NC State’s longtime rifle team, which produced a two-time Olympian, is no more

The rifle team at N.C. State University qualified as one of the oldest in the country, dating to 1958, and in its 65-year history it remained the only coed varsity sport on campus.

The team produced a two-time Olympian in Lucas Kozeniesky, who competed in the Rio De Janeiro games while a student in 2016 and won a silver medal in Tokyo four years later.

But this week, N.C. State announced it would cancel the program altogether, citing both inadequate facilities and a lack of competition nationwide. The eight members on the roster will keep their scholarships though their team is discontinued.

‘So disappointed’

Though it was not highly ranked, and boasting neither the budget nor the fan base of better-known Wolfpack sports, the move deflated generations of alumni who avidly boosted riflery.

“So disappointed that my university elected to scuttle the rifle program, one of the oldest college rifle teams in the nation,” said Charlie Marshall, an NCSU alumnus and father of a rifle athlete, in an email to the N&O. “Sad the university is turning their back to the only collegiate sport where women and men compete head to head against each other.”

Riflery is the first program dropped at N.C. State since 1986, when then athletic director dropped women’s golf and men’s gymnastics, according to Tim Peeler, Wolfpack sports historian.

But despite alumni pride, the rifle program came to inhabit a vanishing landscape.

None of the eight players on this year’s varsity roster come from North Carolina, and no other college in the state has a team.

The Wolfpack shooters compete against fewer than a dozen teams nationwide, with Kentucky and West Virginia among the nearest states. The team from Fairbanks, Alaska, tended to dominate competition in recent years.

The rifle team costs comparatively little, with total expenses just over $450,000, according to figures filed with the U.S. Department of Education’s Equity in Athletics Data Analysis.

But revenues fall short of half that total, leaving a gap of roughly $250,000. Players on the current roster said NC State’s move, while sad, came as little surprise.

Players, speaking to the N&O privately, described heavy turnover among the coaches in recent years, and facilities that paled next to those of rival schools.

‘Facilities are terrible’

The team trained in the basement of Broughton Hall, small and adequate for air rifles but little else. For much of their practice, they had to travel 30 minutes to a range off campus — travel for which they said they were only partially compensated.

“Disappointing honestly,” Kozeniesky said in an online note to the N&O. “NCSU is equipped to give the athletes everything they need to succeed but they have never invested into that program. Facilities are terrible. They promised me a range back in 2013 but never came through.”

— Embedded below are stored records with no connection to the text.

PR #355, opened 2017-08-30
New: Emit file version id with viewer events

pramodsum:
- Also emits the current page number from DocBaseViewer.js

### DIFF
--- a/src/lib/viewers/doc/DocBaseViewer.js
+++ b/src/lib/viewers/doc/DocBaseViewer.js
@@ -437,6 +437,30 @@ class DocBaseViewer extends BaseViewer {
     //--------------------------------------------------------------------------
 
     /**
+     * Emits a generic viewer event
+     *
+     * @override
+     * @protected
+     * @emits viewerevent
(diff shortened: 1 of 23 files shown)


src/lib/viewers/doc/DocBaseViewer.js
```diff
@@ -437,6 +437,30 @@ class DocBaseViewer extends BaseViewer {
...
+        const { file, viewer } = this.options;
+
+        super.emit(event, data);
+        super.emit('viewerevent', {
+            event,
+            data,
+            viewerName: viewer ? viewer.NAME : '',
+            fileId: file,
+            fileVersionId: file.file_version.id,
+            currentPage: this.getCachedPage()
```
jeremypress: Why are we overriding this here? Can't you get the page number from the relevant events that will fire from the 'viewerevents' coming from docbase?

pramodsum:
Unsure why this change was required. I'll re-submit a modified version of this if it is still needed.

PR #356, opened 2017-08-31
Feature: Drawing boundary updates on each action

MinhHNguyen:
Draw the bounded drawing on stroke, undo, redo, and page rescale. Also contains scaffolding for dialog UI.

NC State rising senior Lucas Kozeniesky, 21, illustrates for reporters how his optical blinders aid in his focusing sharply on his front sight during a gear-up and air rifle practice at the NC State Rifle Team air rifle range on the NC State campus in 2016.
NC State rising senior Lucas Kozeniesky, 21, illustrates for reporters how his optical blinders aid in his focusing sharply on his front sight during a gear-up and air rifle practice at the NC State Rifle Team air rifle range on the NC State campus in 2016.

“Being able to provide a top-level Division I experience for our student-athletes is our first priority and it is no longer feasible to do this for our rifle program,” Director of Athletics Boo Corrigan said in a news release.

But alumni and fans dating back decades lament the loss of a distinctive North Carolina team, whether or not it had become an anachronism.